---------- Information provided

PR #1575, opened 2025-07-23
Update NFT Metadata Driver to v6

mhgbrown:
Ignoring the parsing of Ecosystem-related metadata for now because we can't edit them.

### DIFF
--- a/src/lib/utils/metadata/NftDriverMetadataManager.ts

--------------------

Problem to solve | Everything from the line with "Update NFT Metadata Driver to v6" through the last line of the data is to be retyped verbatim, with no other text.

Response to the exercise |
Update NFT Metadata Driver to v6

mhgbrown:
Ignoring the parsing of Ecosystem-related metadata for now because we can't edit them.

### DIFF
--- a/src/lib/utils/metadata/NftDriverMetadataManager.ts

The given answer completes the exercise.